> _WHAT THE TASK REQUIRES_:
For the data below, give the number of lines in which "opened" occurs. Include nothing besides that number.

> _RECORDS SHOWN_:

PR #1139, opened 2018-02-06
Fix data attribute retrieving problem.

tai2:
Where original markup has a data attribute 'x' and it is overriden
by data('x', 'a'), it is accidentaly reset to the original markup state once
data() is called to get all data attributes. This commit fix the problem.


fb55:
Thanks a lot @tai2!

Issue #1302, opened 2021-08-19
graphql-hasura maintenance bump: make 1.3 -> 2.x transition


jgehrcke:
See https://github.com/opstrace/opstrace/blob/b00d2a20701f2455f1340bb1b23a5de9b85011ca/packages/app/Dockerfile.graphqlserver#L1 

We are on 1.x, the ecosystem has moved forward to 2.x with several point releases.

MoSattler:
This transition would alleviate a security problem we have where a dependency in app, `hasura-cli@1.3.3`, adds vulnerable packages to our app.
There is a hot fix for this problem in https://github.com/opstrace/opstrace/pull/1433, but the proper way of handling this would be updating all the tooling to version >2.

PR #1433, opened 2021-09-28
chore: update hasura-cli/axios

MoSattler:
Forcing the `hasura-cli@1.3.3` dependency to use an updated `axios@0.21.1`, as it's required `axios@0.19.1` has the known vulnerability https://github.com/advisories/GHSA-4w2v-q235-vp99.

While this version of axios is technically out of [`hasura-cli@1.3.3` specified range](https://github.com/jjangga0214/hasura-cli/blob/v1.3.3/package.json#L94), this update should be safe, because:
1. The version bump [does NOT contain any breaking changes](https://github.com/axios/axios/blob/master/CHANGELOG.md).
1. [`axios` is NOT extensively used by `hasura-cli`](https://github.com/jjangga0214/hasura-cli/search?q=axios)

Though, this change should be seen as a hot fix. The proper way of achieving a safe version of `Hasura-cli/axios` would be to update `hasura-cli@1.3.3` to `hasura-cli@>2`, where this issue is fixed. Though there are [many breaking changes](https://github.com/hasura/graphql-engine/blob/master/CHANGELOG.md) to consider. See also https://github.com/opstrace/opstrace/issues/1302 regarding the update.

# Have you...

### DIFF
--- a/package.json
+++ b/package.json
@@ -59,7 +59,8 @@
     "**/**/lodash": "^4.17.19",
     "**/**/object-path": "^0.11.5",
     "**/**/serialize-javascript": "^3.1.0",
-    "**/**/yargs-parser": "^20.2.6"
+    "**/**/yargs-parser": "^20.2.6",
+    "**/app/hasura-cli/axios": "0.21.1"
   },
   "scripts": {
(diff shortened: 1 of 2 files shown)


MatApple (approved):
Thanks @MoSattler LGTM!

PR #1446, opened 2021-09-30
chore: update prometheus to 2.10.0

MoSattler:
Addresses [CVE-2019-3826](https://nvd.nist.gov/vuln/detail/CVE-2019-3826)

Also needed to do some changes to pointers due to a change in prometheus (https://github.com/prometheus/prometheus/pull/4957) where TimeSeries' signature changes

> changes to the proto definitions, made it so that certain fields can't be null which results in []type rather than []*type and therefore less object allocations. - [source](https://github.com/prometheus/prometheus/pull/4957#issuecomment-469163748)

# Have you...


go/go.mod
```diff
@@ -19,7 +19,7 @@ require (
 	github.com/morikuni/aec v1.0.0 // indirect
 	github.com/prometheus/client_golang v1.7.1
 	github.com/prometheus/common v0.10.0
-	github.com/prometheus/prometheus v2.5.0+incompatible
+	github.com/prometheus/prometheus v1.8.2-0.20190525122359-d20e84d0fb64
```
MoSattler, line 22: Corresponds to prometheus [version 2.10.0](https://github.com/prometheus/prometheus/tree/v2.10.0)

MoSattler:
I am not sure why, but these changes are causing a lint failure: https://buildkite.com/opstrace/prs/builds/5918#4b5b275c-7554-4340-8a04-47b3e921c46d/1393-1942

jgehrcke:
> Addresses CVE-2019-3826

For the record: that CVE is about a security issue in the Prometheus UI. Does not at all apply to our usage of the Prometheus lib here in this context.

jgehrcke:
@sreis can you review the code changes here? :)

jgehrcke:
Having built the unit and integration tests for the datadog-compatible API I can at least say that I am happy to merge if these tests pass.

sreis (approved):
lgtm but in the future, instead of a WIP commit please add more details on why the change is required. It could be something like: The pointer changes are required because the [WriteRequest struct was updated](https://github.com/prometheus/prometheus/blob/v2.10.0/prompb/remote.proto#L23).

Issue #1465, opened 2021-10-13
Post-PoC: Implement ClickHouse replication


nickbp:
ClickHouse replication requires either running a ZK instance or enabling the pre-production "[ClickHouse Keeper](https://clickhouse.com/docs/en/operations/clickhouse-keeper/)" feature.

Leaning towards trying out ClickHouse Keeper first and seeing how it goes, since it's already 'pre-production' despite only being added to the docs [in July](https://github.com/ClickHouse/ClickHouse/commit/623b368a707cf17713cf38079161439b9b0c7a6e#diff-380a02c367deb97304024ceaf14298817d5ccc43eaa2b84a9ec46752906e4b6a). If it doesn't work then we can revert to using ZK via [this operator](https://github.com/pravega/zookeeper-operator), using ClickHouse [docs](https://github.com/Altinity/clickhouse-operator/blob/master/docs/zookeeper_setup.md) and [example](https://github.com/Altinity/clickhouse-operator/blob/master/deploy/zookeeper/quick-start-persistent-volume/zookeeper-3-nodes.yaml) [configs](https://clickhouse.com/docs/en/operations/tips/#zookeeper).

Issue #1462, opened 2021-10-13
E2E PoC: Multi-tenant authenticated OTLP ingest


nickbp:
Add API authenticated endpoint for OTLP input for receiving spans. As with existing APIs, the endpoint should check auth headers then route the data to the correct tenant.

- gRPC at [port 4317](https://github.com/open-telemetry/opentelemetry-collector/tree/main/exporter/otlpexporter), https/protobuf at [port 4318](https://github.com/open-telemetry/opentelemetry-collector/blob/main/exporter/otlphttpexporter/testdata/config.yaml#L28)
- gRPC ingress may need [support enabled](https://kubernetes.github.io/ingress-nginx/examples/grpc/)
- For client auth, [gRPC](https://github.com/open-telemetry/opentelemetry-collector/blob/main/exporter/otlpexporter/testdata/config.yaml#L27-L32) supports both custom headers and “authenticator extensions” incl [bearer](https://github.com/open-telemetry/opentelemetry-collector-contrib/tree/main/extension/bearertokenauthextension), while [HTTPS](https://github.com/open-telemetry/opentelemetry-collector/blob/main/exporter/otlphttpexporter/testdata/config.yaml#L28) supports custom headers only
- Jaeger doesn't natively support OTLP yet so we need to translate to Jaeger/gRPC. Can either directly embed [OTLP->Jaeger translation](https://github.com/open-telemetry/opentelemetry-collector-contrib/blob/9d729d282feeff238bb8add32b011419415f56ca/pkg/translator/jaeger/traces_to_jaegerproto.go) within auth checker, or deploy per-tenant otel-collector-contrib instances to translate/forward. Direct embed would reduce the hops and could be easier overall to implement/test.

nickbp:
WIP branch: `nick/tracing-ingress`

Going to just try directly translating OTLP->Jaeger in the authenticated api handler, feels like it'll be simpler overall vs configuring and running a separate otlp-collector-contrib container.

nickbp:
The translation is implemented and wasn't too bad. However need to test it. Was able to do it via a custom module on top of the existing otel-collector code. After finishing it I happened to find this doc describing what I ended up doing, so that seems like a good sign: https://opentelemetry.io/docs/collector/custom-auth/

[...]

Issue #1461, opened 2021-10-13
E2E PoC: Multi-tenant deployment via Controller


nickbp:
Take the result of #1460 and start integrating it into Opstrace, adding multi-tenant support along the way.

Update controller to support tenant create/destroy
- Controller client for listing/creating/destroying ClickHouse DBs. [One DB per tenant](https://github.com/jaegertracing/jaeger-clickhouse/blob/main/guide-multitenancy.md), synced from tenant list.
- Create [per-tenant Jaeger instances](https://github.com/jaegertracing/jaeger/issues/2509), each pointing to respective ClickHouse DBs.
- Create per-tenant Jaeger dashboard endpoint similar to current Grafana.

Note that #1462 separately covers implementing the ingest endpoint for sending spans from outside the Opstrace instance.

nickbp:
WIP branch: https://github.com/opstrace/opstrace/tree/nick/tracing-controller

nickbp:
Implemented via #1471

PR #1471, opened 2021-11-02
controller: Deploy basic multitenant Jaeger/ClickHouse tracing stack

nickbp:
Updates the controller to deploy a minimal multitenant tracing stack (implements #1461).

- CRDs/operators for ClickHouse and Jaeger.
- Deploys a shared ClickHouse instance (single-pod for now), where each tenant has its own user/database.
    - Implements ClickHouse client that automatically creates/deletes tenant databases/users in ClickHouse.
- Deploys per-tenant Jaeger instances (each all-in-one for now).
    - Configures authenticated `<tenant>.<cluster>.opstrace.io/jaeger` ingress for viewing the Jaeger UI - equivalent to the `/grafana` ingress.

Notes:
- An ingress for sending traces hasn't been enabled yet, that'll be done next (#1462). The UI endpoint meanwhile shows traces from Jaeger reporting on itself.
- There are a few `TODO(nickbp)`s left at this point but it felt like a good point to get the current iteration out the door:
    - Implement better change detection for the `V1Jaeger` CRD
    - Update ClickHouse DB name when replication is added (#1465)
    - Ensure everything being deployed is using `imagePullSecrets`, in some places this may need underlying operator support?


jgehrcke:
Trying to revert this so that we can produce a release from `main` with more minimal changes compared to the last release.

PR #1478, opened 2021-11-16
bump: update several package versions with findings from dependabot

triclambert:


triclambert:
Merging without review.  We can revert if needed.

PR #1482, opened 2021-11-17
chore: AWS custom DNS name

sreis:
Changelog of changes in the branch:

* Require the `custom_dns_name`, `custom_auth0_client_id`, and `custom_auth0_domain` parameters to be set when creating/upgrading an instance.
* Change AWS CI job to use a custom DNS name in the `opstraceaws.com` root domain.
* Create a hosted zone in Route53 for the new instance.
* Add an NS entry in the opstraceaws.com root zone for the new instance hosted zone.
* On teardown, delete the instance hosted zone and remove the NS entry in the `opstraceaws.com` root zone.
* Disables upgrade tests in CI PR pipeline because it does not support running with a custom domain name. 

**NOTE**
*After merging the PR, we need to disable the scheduled upgrade tests because that pipeline does not support custom domain names.*

### DIFF
--- a/packages/installer/src/aws.ts
+++ b/packages/installer/src/aws.ts
@@ -20,7 +20,6 @@ import yaml from "js-yaml";
 import AWS from "aws-sdk";
 import { all, call, fork, join } from "redux-saga/effects";
 
-import { ensureDNSExists } from "@opstrace/dns";
 import {
   createVPC,
   ensureSubnetsExist,
@@ -57,11 +56,7 @@ import {
   RDSSubnetGroupRes
 } from "@opstrace/aws";
 
-import {
-  getClusterConfig,
-  getDnsConfig,
-  LatestClusterConfigType
-} from "@opstrace/config";
+import { getClusterConfig, LatestClusterConfigType } from "@opstrace/config";
 
 import {
   ConfigMap,
@@ -69,7 +64,7 @@ import {
   createOrUpdateConfigMapWithRetry
 } from "@opstrace/kubernetes";
 
-import { log, getBucketName, sleep, entries } from "@opstrace/utils";
+import { log, getBucketName, sleep, entries, die } from "@opstrace/utils";
 
 import { getAWSConfig } from "@opstrace/config";
 import { EnsureInfraExistsResponse } from "./types";
@@ -126,15 +121,12 @@ export function* ensureAWSInfraExists(): Generator<
   // State-mutating API calls below.
   yield call([new ServiceLinkedRoleRes(ccfg.cluster_name), "setup"]);
 
-  if (ccfg.custom_dns_name === undefined) {
-    yield call(ensureDNSExists, {
-      opstraceClusterName: ccfg.cluster_name,
-      dnsName: getDnsConfig(ccfg.cloud_provider).dnsName,
-      target: ccfg.cloud_provider,
-      dnsProvider: ccfg.cloud_provider
-    });
-  } else {
-    log.info("skip DNS setup, custom DNS name set");
+  if (!ccfg.custom_dns_name) {
+    die("custom_dns_name is not set");
+  }
+
+  if (!ccfg.custom_auth0_client_id || !ccfg.custom_auth0_domain) {
+    die("custom_dns_name and custom_auth0_domain are not set");
   }
 
   const lokiBucketName = getBucketName({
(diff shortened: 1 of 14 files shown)


sreis:
I tried the yup schema validation initially but the changes were not worth the trouble. Anyway, this PR should be reverted in the near future to bring back the functionality.

@jgehrcke feel free to add a commit to change the message to your liking and merge when you are ready to cut a release.

jgehrcke:
Two manual test cases:

```
2021-11-17T12:30:07.540Z error: invalid instance config document: custom_dns_name is a required field
```

```
2021-11-17T12:30:37.473Z error: invalid instance config document: custom_auth0_domain is a required field
```

sreis:
> I just went through the trouble, and pushed. In an abstract way I would say that the trouble is the following: an automatic migration cannot be performed when starting to require new parameters. I would say from the start that was 'flawed' about the migration approach we took for the user-given config: a framework that could take care of parameter rename, but which cannot do anything about additional information that must be provided by the user. My opinion: in the future, we can resort to documenting breaking changes and ask the user to implement them, including parameter renames.

Another option would be to introduce a new schema, V3, with the fields marked as required, and add a V2toV3 upgrade function which would notify the user it would need to define the new fields. This is where I stopped because the changes are (supposedly) temporary.

Thank you for trying to improve things though.

jgehrcke:
> Thank you for trying to improve things though.

Thanks for saying this -- and to be clear, this was / is supposed to be an improvement through simplification. The patch itself is complex and I'd rather not have it on this branch either, but the result after all is a simplification that I quite like for now.

packages/installer/src/aws.ts
```diff
@@ -126,15 +121,12 @@ export function* ensureAWSInfraExists(): Generator<
...
-      dnsProvider: ccfg.cloud_provider
-    });
-  } else {
-    log.info("skip DNS setup, custom DNS name set");
+  if (!ccfg.custom_dns_name) {
+    die("custom_dns_name is not set");
+  }
+
+  if (!ccfg.custom_auth0_client_id || !ccfg.custom_auth0_domain) {
+    die("custom_dns_name and custom_auth0_domain are not set");
```
jgehrcke, line 129: (this, too)

packages/installer/src/gcp.ts
```diff
@@ -58,18 +53,12 @@ export function* ensureGCPInfraExists(
...
-
-    log.info("DNS name has been set up: %s", dnsname);
-  } else {
-    log.info("skip DNS setup, custom DNS name set");
+  if (!ccfg.custom_dns_name) {
+    die("custom_dns_name is not set");
+  }
+
+  if (!ccfg.custom_auth0_client_id || !ccfg.custom_auth0_domain) {
+    die("custom_dns_name and custom_auth0_domain are not set");
```
jgehrcke, line 61: these are effectively asserts/noops now.

packages/installer/src/gcp.ts
```diff
@@ -58,18 +53,12 @@ export function* ensureGCPInfraExists(
...
 
-  if (ccfg.custom_dns_name === undefined) {
-    const dnsConf = getDnsConfig(ccfg.cloud_provider);
-    const dnsname = yield call(ensureDNSExists, {
-      opstraceClusterName: ccfg.cluster_name,
-      dnsName: dnsConf.dnsName,
-      target: ccfg.cloud_provider,
-      dnsProvider: ccfg.cloud_provider
-    });
-
```
jgehrcke, line 69: Note: might want to re-introduce code path involving Opstrace DNS service for internal dev cluster deployment.

jgehrcke:
> After merging the PR, we need to disable the scheduled upgrade tests because that pipeline does not support custom domain names.

Disabled, by archiving it.
`Pipeline upgrade-tests archived successfully.`

Context: 
https://forum.buildkite.community/t/switch-to-disable-pipelines/1144/3

> Sorry for the delay :bowing_man:t2:‍♂ We have added the ability to Archive Pipelines 31.

jgehrcke:
> Disables upgrade tests in CI PR pipeline because it does not support running with a custom domain name.

OK. At the core of this is I think our code (de)duplication challenge between https://github.com/opstrace/opstrace/blob/8370f532245b7d930b6e27802b30f73200ed153e/ci/deploy-testremote-teardown.sh and https://github.com/opstrace/opstrace/blob/8370f532245b7d930b6e27802b30f73200ed153e/ci/test-upgrade/create-cluster.sh etc.

PR #96, opened 2024-04-18
Clarifying conan responsibility of source, install, build, create

PLeVasseur:
# What

  * conanfile.py contains the Conan recipes to build & package
  * updated conanfile.py to add source() method which clones the .proto holding repository
  * updated up-core-api-protos.cmake to appropriately refer to location of .proto definitions set in conanfile.py, making it future proof
  * updated GitHub workflow for new build steps
  * updated GitHub workflow to separate test & package flows

# Why

We want to support local builds & packaging.

# To Dos

- [ ] Update README.md to discuss how to make releases to CCI
- [ ] Confirm that the CCI package can be accepted into CCI

# Next Steps

We also want to separately create an entry into [Conan Center Index](https://github.com/conan-io/conan-center-index) to support pulling `up-cpp` packages directly for users.

### DIFF
--- a/.github/workflows/ci.yml
+++ b/.github/workflows/ci.yml
@@ -9,8 +9,8 @@ on:
   workflow_dispatch:
   
 jobs:
-  build:
-    name: Build
+  test:
+    name: Test
     runs-on: ubuntu-latest
 
     steps:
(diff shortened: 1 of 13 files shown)


stevenhartley (changes requested):
@PLeVasseur you need to fix/update the ci workflows with the changes to the build instructions, otherwise the workflows will fail and we cannot merge the change

PLeVasseur:
Pause on this while I update the GitHub workflow a little more

.github/workflows/ci.yml
```diff
@@ -37,21 +35,48 @@ jobs:
...
           ctest
 
       - name: Create up-cpp Conan package
         shell: bash
         run: |
-          conan create . --build=missing
+          cd conan-recipes
+          conan create .. --build=missing
+
+  package:
```
PLeVasseur, line 52: @stevenhartley, @gregmedd -- FYI I updated to separate out the test vs package flows to distinguish between them and their conanfile.py

.github/workflows/ci.yml
```diff
@@ -62,7 +87,7 @@ jobs:
   ci:
     name: CI status checks
     runs-on: ubuntu-latest
-    needs: build
+    needs: [test, package]
```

> _RESPONSE_:
11